# River poems



## carvedog (May 11, 2005)

Grand Canyon Rafting - 13 Three Cheers for the Bureau Boys

Here is part of it.


----------



## Emmielou (May 1, 2007)

Saw that much, but it's the only excerpt I could find online. Didn't know if anyone had an old copy of the book "Raging River, Lonely Trails" and access to a copy machine...or a fast typer.


----------



## SueCherry (Aug 21, 2006)

Floyd's Void

There's a breed of men who sit at their desks
And they like their water tame,
They like to damn the rivers up,
Then give the lakes a name
They do
Then give the lakes a name.
So give three cheers for the Bureau boys
And a special rah for Floyd.
He built his dam and he built it well
And then he said, "In spite of hell,
I'm going to fill that void
I am
I'm going to fill that void"
Now within this void, created by Floyd,
Was a special thing or two,
Reserved for the sight of the filthy rich
And a very greedy few
They were
A very greedy few.

So give three cheers for the Bureau boys
And a special rah for Floyd.
For Floyd did say, "I'll change this plan,
I'll open it up for the common man
I will
I'll open it up for the common man."
"What value the trees? What value the grasses,
Compared to the rights of the down-trodden masses?"
Floyd said, "I'll make it so easy,
I'll make it so simple,
They can all speed their boats over Music Temple
How about that?
Speed right over the top of Music Temple!"

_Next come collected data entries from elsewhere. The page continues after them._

PR #1001, opened 2016-08-26
Let digits can create rec database

SevenGong:
I want to add a framework 'mxnet',so I first need to add a function to
let digits can create rec data. The is the modified part including
'/tools/create_db.py' and 'dataset/image/classification/forms.py'. But
it can not work. I need your helps. Thankyou very much. What else should
I modify?

### DIFF
--- a/digits/dataset/images/classification/forms.py
+++ b/digits/dataset/images/classification/forms.py
@@ -19,6 +19,7 @@ class ImageClassificationDatasetForm(ImageDatasetForm):
     backend = wtforms.SelectField('DB backend',
             choices = [
                 ('lmdb', 'LMDB'),
+				('rec', 'REC'),
                 ('hdf5', 'HDF5'),
                 ],
             default='lmdb',
@@ -26,6 +27,8 @@ class ImageClassificationDatasetForm(ImageDatasetForm):
 
     def validate_backend(form, field):
         if field.data == 'lmdb':
+            form.compression.data = 'none'
+		elif field.data == 'rec':
             form.compression.data = 'none'
         elif field.data == 'hdf5':
             form.encoding.data = 'none'
--- a/tools/create_db.py
+++ b/tools/create_db.py
@@ -13,6 +13,7 @@ import shutil
 import sys
 import threading
 import time
+import Queue
 
 # Find the best implementation available
 try:
@@ -34,8 +35,11 @@ from digits import utils, log
 # must call digits.config.load_config() before caffe to set the path
 import caffe.io
 import caffe_pb2
+import mxnet as mx
 
 logger = logging.getLogger('digits.tools.create_db')
+
+PREFIX_MXNET='images'
 
 class Error(Exception):
     pass
@@ -217,7 +221,7 @@ def create_db(input_file, output_dir,
     image_width -- image resize width
     image_height -- image resize height
     image_channels -- image channels
-    backend -- the DB format (lmdb/hdf5)
+    backend -- the DB format (lmdb/hdf5/rec)
 
     Keyword arguments:
     resize_mode -- passed to utils.image.resize_image()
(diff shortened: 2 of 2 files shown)


gheinrich:
Can MXNET not work with LMDB or HDF5?

SevenGong:
@gheinrich  Mxnet seems to support hdf5 data. I let digits can create rec data because I want to add more frameworks as mxnet, tensorflow, keras, and cntk to work with multi-GPUs and mutil-machines. However every frameworks use own data format, like caffe with lmdb, mxnet with rec, tensorflow with tfrecord and cntk with other data format. So creating a kind of data format is a need.  
I am not familiar in deep learnng field. Can you give me some suggests? Should I try to add a function for digits to create new data format, or use the hdf5 or tansfer the lmdb which digits have supported when using other frameworks? Which way is more efficient and simpler to add ? Looking for your suggests.

tools/create_db.py
```diff
@@ -297,6 +331,121 @@ def create_db(input_file, output_dir,
...
+	
+def _create_rec(image_count,images_folder, images_list_mx,image_height,image_width,
+               resize_mode,image_channels,encoding,output_dir,prefix,num_threads,mean_files):
+	source = images_list_mx
+    tic = [time.time()]
+    total = len(source)
+	
+    def image_encode(item, q_out):
+        try:
+		    img = cv2.imread(item[1])
```
lukeyeager: You never import cv2 - this will fail

tools/create_db.py
```diff
@@ -34,9 +35,12 @@
 # must call digits.config.load_config() before caffe to set the path
 import caffe.io
 import caffe_pb2
+import mxnet as mx
```
lukeyeager: If we do add support for mxnet, it will certainly be optional. Not required for everyone like this.

digits/dataset/images/classification/forms.py
```diff
@@ -19,6 +19,7 @@ class ImageClassificationDatasetForm(ImageDatasetForm):
     backend = wtforms.SelectField('DB backend',
             choices = [
                 ('lmdb', 'LMDB'),
+				('rec', 'REC'),
```
lukeyeager: We don't use tabs in DIGITS code. You have tabs all over the place in this PR.

tools/create_db.py
```diff
@@ -297,6 +331,121 @@ def create_db(input_file, output_dir,
...
+                break
+            record.write(s)
+            sink.append(item)
+            if len(sink) % 1000 == 0:
+                cur_time = time.time()
+                print 'time:', cur_time - pre_time, ' count:', len(sink)
+                pre_time = cur_time
+
+    try:
+        import multiprocessing
```
lukeyeager: Imports go at the top of the file, unless there's a good reason not to.

lukeyeager:
@SevenGong thanks for the contribution. But if we add support for mxnet, we will do it right. We would need to support a data format, sure, but we would also need to make mxnet an optional requirement. We would need to add support for training and inference. We would need to add build instructions and usage examples. We would need to figure out how to package it up and release it alongside Caffe and Torch.

I'm closing this PR because it adds no value without at least partial support for training with mxnet. But thanks for showing us a small part of what it might take to add support for mxnet.

SevenGong:
@lukeyeager I am very sorry I just see your comment. Now I have modified this indent problem. And now I trace my PR and notice the problem is at [https://github.com/NVIDIA/DIGITS/blob/v4.0.0/digits/task.py#L208](url) . My code walk to this place and stop here, and it cannot walk next step to run the digits/tools/create_db.py. I was wondering. Do you know why? 
As for any other codes of my RP, it seems to be right, no errors.

SevenGong:
@lukeyeager I am very sorry I just see your comment. Now I have modified this indent problem. And now I trace my PR and notice the problem is at [https://github.com/NVIDIA/DIGITS/blob/v4.0.0/digits/task.py#L208](url) . My code walk to this place and stop here, and it cannot walk next step to run the digits/tools/create_db.py. I was wondering. Do you know why? 
As for any other codes of my RP, it seems to be right, no errors.

tools/create_db.py
SevenGong: @lukeyeager Thank you. I imitate the source of the mxnet. But your advice is good.

tools/create_db.py
SevenGong: Hello.Why cannot import cv2 here?

PR #1003, opened 2016-08-26
Add custom delete job timeouts

Lucaszw:
Add custom delete job timeouts

### DIFF
--- a/digits/job.py
+++ b/digits/job.py
@@ -22,6 +22,7 @@ class Job(StatusCls):
     Base class
     """
     SAVE_FILE = 'status.pickle'
+    NON_PERSISTENT_JOB_DELETE_TIMEOUT_SECONDS = 3600
 
     @classmethod
     def load(cls, job_id):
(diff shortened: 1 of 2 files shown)


digits/job.py
```diff
@@ -22,6 +22,7 @@ class Job(StatusCls):
     Base class
     """
     SAVE_FILE = 'status.pickle'
+    NON_PERSISTENT_JOB_DELETE_TIMEOUT_SECONDS = 3600
```
gheinrich: that makes it a class attribute, is this what you want? or shall this be an instance attribute?

digits/job.py
```diff
@@ -349,6 +350,12 @@ def is_persistent(self):
         """
         return self.persistent
 
+    def delete_timeout(self):
```
gheinrich: it might be easier to read if you name this `get_delete_timeout()` (and add a `set_delete_timeout()` too for symmetry). Otherwise it may sound as if this function deletes the timeout.

digits/job.py
Lucaszw: @gheinrich I feel like setting job time out would be more class specific then instance specific. Ie all get_weights jobs would have the same timeout, vs individual instances of get_weights jobs.

digits/job.py
Lucaszw: @gheinrich Totally see what you mean! I changed this in my latest commit.

lukeyeager:
Sorry, but how is this a bug? This PR doesn't appear to change any behavior.

Lucaszw:
@lukeyeager My bad, yeah this should be an enhancement.

lukeyeager:
Closing because there are merge conflicts from https://github.com/NVIDIA/DIGITS/pull/1207 and because this was a no-op change anyway.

So give three cheers for the Bureau boys
And a special rah for Floyd.
For now we know beneath the blue
Is a revered spot once seen by few.
To see the Rainbow--aloof--remote--
You had to hike or you had to float.
Denied it was to that jolly old chap
By his houesboat rail in his yachting cap
Oh my!
Poor old chap in his yachting cap.

So give three cheers for the Bureau boys
And a special rah for Floyd.
Floyd said, "We'll put the water there
For this deserving old man in his easy chair,
For he's entitled to his just share
He is
He's entitled to his just Share."
If one should insist on making a list
Of the many grandeurs there --
There were Gregory, Dungeon, Hidden Passage
And many more I swear
Oh Yes! 
There were many more I swear.

So give three cheers for the Bureau boys
And a special rah for Floyd.
He buried them all deep under his lake
But he did it for the people's sake
He did
He did it for the people's sake.
For the power hungry man with the dollar sign eyes,
Who lights up the neon in the evening skies,
For the poor down-trodden in his speeding boat,
For the jolly old chap in his yachting cap
Who had no water to float
Poor guy
He had no water to float.

So give three cheers for the Bureau boys
And a special rah for Floyd.
Though he buried the Moqui and he shortened the wall,
He did it for the good of all
He did
He did it for the good of all!
But there's a breed of men both hardy and free
Who lie at night on the lonely bars
And there beneath th glittering stars
They dream of TNT
They do
They dream of TNT.

So give three cheers for the Bureau boys
And a special rah for Floyd.
He built his dam and though he built it well,
These dreamers swear in spit of hell
They're going to void Floyd's void
They are
THey're going to void Floyd's void.
THey dream of a mighty boom and a quake.
They dream of a swirl in a vanishing lake.
They dream of a river wild and free,
Freed from its shackles by TNT
Sweet bliss
Freed from its shackles by TNT.
Now! Let's have three cheers for the boys on the bars
Who dream their dream 'neath the glittering stars,
Who dream of a wild and wonderful treat---
A house boat running Dominy Falls at a million second feet
Ah yes
A house boat running Dominy Falls at a million second feet!

--Vaughn Short

from Raging River Lonely Trail
Two Horses Press
Tucson, AZ


----------



## Emmielou (May 1, 2007)

Thank you!!


----------



## Emmielou (May 1, 2007)

Now! Let's have three cheers for the boys on the bars
Who dream their dream 'neath the glittering stars,
Who dream of a wild and wonderful treat---
A house boat running Dominy Falls at a million second feet
Ah yes
A house boat running Dominy Falls at a million second feet!

💥🌊🚣

11 years later and this is still the highlight for guests and friends alike on night 5


----------